--- DATA FOR THE TASK Enclosed Below ---
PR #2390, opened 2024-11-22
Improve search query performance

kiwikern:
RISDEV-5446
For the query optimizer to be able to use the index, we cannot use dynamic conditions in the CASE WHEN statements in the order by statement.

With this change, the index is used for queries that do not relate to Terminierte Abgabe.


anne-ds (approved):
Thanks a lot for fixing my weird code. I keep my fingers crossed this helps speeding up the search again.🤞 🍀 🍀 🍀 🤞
--- End of Enclosed DATA FOR THE TASK ---
--- DATA FOR THE TASK Enclosed Below ---
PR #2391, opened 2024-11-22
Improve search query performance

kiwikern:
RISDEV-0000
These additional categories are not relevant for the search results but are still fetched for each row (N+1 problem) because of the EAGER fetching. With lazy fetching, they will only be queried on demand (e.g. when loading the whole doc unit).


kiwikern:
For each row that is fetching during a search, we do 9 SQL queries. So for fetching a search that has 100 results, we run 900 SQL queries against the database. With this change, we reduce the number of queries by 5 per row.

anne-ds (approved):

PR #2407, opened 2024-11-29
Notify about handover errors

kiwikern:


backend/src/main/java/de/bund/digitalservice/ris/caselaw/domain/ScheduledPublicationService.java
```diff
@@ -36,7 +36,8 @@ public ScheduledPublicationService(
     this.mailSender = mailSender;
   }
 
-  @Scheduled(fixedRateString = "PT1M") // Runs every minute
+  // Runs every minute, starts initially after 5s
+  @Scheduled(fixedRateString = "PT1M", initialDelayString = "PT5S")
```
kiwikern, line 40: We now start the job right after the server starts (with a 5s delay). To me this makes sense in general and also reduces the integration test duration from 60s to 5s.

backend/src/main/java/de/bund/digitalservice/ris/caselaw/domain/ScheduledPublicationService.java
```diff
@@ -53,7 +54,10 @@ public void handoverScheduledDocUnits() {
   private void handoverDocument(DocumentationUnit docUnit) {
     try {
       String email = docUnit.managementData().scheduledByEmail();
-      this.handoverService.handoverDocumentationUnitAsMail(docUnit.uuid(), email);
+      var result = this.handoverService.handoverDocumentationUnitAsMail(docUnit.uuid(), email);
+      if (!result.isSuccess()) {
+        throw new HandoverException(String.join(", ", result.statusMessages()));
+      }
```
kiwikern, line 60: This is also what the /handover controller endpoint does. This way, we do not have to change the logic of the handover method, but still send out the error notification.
--- End of Enclosed DATA FOR THE TASK ---
--- DATA FOR THE TASK Enclosed Below ---
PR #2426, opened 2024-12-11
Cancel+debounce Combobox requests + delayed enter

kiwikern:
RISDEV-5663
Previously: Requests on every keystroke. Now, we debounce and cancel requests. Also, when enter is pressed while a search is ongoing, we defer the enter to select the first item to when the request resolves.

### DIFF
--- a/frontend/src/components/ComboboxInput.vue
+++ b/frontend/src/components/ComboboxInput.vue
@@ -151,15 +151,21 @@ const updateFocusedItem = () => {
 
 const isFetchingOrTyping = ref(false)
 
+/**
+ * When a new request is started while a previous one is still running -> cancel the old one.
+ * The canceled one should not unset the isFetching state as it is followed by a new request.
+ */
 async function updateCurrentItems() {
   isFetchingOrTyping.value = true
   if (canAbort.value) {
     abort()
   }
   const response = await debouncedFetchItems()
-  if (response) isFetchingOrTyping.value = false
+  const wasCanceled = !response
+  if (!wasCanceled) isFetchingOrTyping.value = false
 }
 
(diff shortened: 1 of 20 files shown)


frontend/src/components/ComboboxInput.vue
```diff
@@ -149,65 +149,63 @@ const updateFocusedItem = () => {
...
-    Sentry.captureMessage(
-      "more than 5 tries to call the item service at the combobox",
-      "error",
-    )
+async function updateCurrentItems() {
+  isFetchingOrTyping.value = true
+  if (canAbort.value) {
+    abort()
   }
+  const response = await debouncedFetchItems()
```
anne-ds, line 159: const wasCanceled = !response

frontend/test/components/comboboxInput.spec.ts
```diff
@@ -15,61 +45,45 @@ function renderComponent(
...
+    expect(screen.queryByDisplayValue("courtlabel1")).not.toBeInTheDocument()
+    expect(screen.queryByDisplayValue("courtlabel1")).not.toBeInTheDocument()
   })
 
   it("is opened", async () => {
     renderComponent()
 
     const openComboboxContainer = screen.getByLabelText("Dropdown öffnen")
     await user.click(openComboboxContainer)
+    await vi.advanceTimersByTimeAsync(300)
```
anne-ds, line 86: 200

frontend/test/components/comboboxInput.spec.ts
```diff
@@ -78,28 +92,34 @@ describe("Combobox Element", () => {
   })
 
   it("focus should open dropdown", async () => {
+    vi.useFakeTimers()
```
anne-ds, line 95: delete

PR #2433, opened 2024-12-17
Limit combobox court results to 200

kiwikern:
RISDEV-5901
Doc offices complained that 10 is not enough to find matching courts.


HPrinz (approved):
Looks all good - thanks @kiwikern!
--- End of Enclosed DATA FOR THE TASK ---
▸ **DESCRIPTION OF THE TASK**: Please copy every line of the records above in which "enter" appears.

▸ **ANSWER TO THE EXERCISE**:
Cancel+debounce Combobox requests + delayed enter
Previously: Requests on every keystroke. Now, we debounce and cancel requests. Also, when enter is pressed while a search is ongoing, we defer the enter to select the first item to when the request resolves.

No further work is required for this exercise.